- _TASK REQUIREMENTS_
Look below for the line holding "Issue #61, opened 2024-12-11" and the line holding "and time breakdown". Transcribe exactly those lines and all lines between them, nothing more.

Stored data:
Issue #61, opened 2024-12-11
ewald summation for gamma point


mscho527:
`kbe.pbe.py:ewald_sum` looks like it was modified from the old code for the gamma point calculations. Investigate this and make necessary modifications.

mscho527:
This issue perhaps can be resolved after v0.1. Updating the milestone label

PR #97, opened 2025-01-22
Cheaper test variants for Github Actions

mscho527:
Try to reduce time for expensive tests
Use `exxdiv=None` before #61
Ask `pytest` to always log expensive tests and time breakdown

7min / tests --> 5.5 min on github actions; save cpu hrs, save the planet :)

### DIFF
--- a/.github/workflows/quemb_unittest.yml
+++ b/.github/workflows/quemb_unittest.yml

==

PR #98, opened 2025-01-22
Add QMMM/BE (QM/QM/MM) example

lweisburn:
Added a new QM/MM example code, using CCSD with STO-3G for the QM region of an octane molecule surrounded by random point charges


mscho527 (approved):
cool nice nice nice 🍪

==

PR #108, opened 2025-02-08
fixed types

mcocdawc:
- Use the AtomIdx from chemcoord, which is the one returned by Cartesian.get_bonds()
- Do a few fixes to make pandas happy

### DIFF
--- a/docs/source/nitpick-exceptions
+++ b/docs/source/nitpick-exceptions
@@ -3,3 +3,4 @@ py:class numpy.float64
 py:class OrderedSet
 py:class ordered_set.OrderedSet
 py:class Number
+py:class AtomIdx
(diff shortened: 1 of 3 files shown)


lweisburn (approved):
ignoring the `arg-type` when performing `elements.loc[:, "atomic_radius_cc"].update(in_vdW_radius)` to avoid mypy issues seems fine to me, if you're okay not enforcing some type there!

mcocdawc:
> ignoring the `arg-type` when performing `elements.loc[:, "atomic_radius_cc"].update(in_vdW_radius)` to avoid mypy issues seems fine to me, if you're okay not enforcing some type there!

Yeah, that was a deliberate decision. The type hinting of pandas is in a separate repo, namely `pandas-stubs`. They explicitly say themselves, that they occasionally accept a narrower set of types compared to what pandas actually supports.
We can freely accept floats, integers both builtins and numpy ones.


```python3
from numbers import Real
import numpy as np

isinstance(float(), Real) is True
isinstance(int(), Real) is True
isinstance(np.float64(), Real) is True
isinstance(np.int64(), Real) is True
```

- _RESULT BELOW_
Issue #61, opened 2024-12-11
ewald summation for gamma point


mscho527:
`kbe.pbe.py:ewald_sum` looks like it was modified from the old code for the gamma point calculations. Investigate this and make necessary modifications.

mscho527:
This issue perhaps can be resolved after v0.1. Updating the milestone label

PR #97, opened 2025-01-22
Cheaper test variants for Github Actions

mscho527:
Try to reduce time for expensive tests
Use `exxdiv=None` before #61
Ask `pytest` to always log expensive tests and time breakdown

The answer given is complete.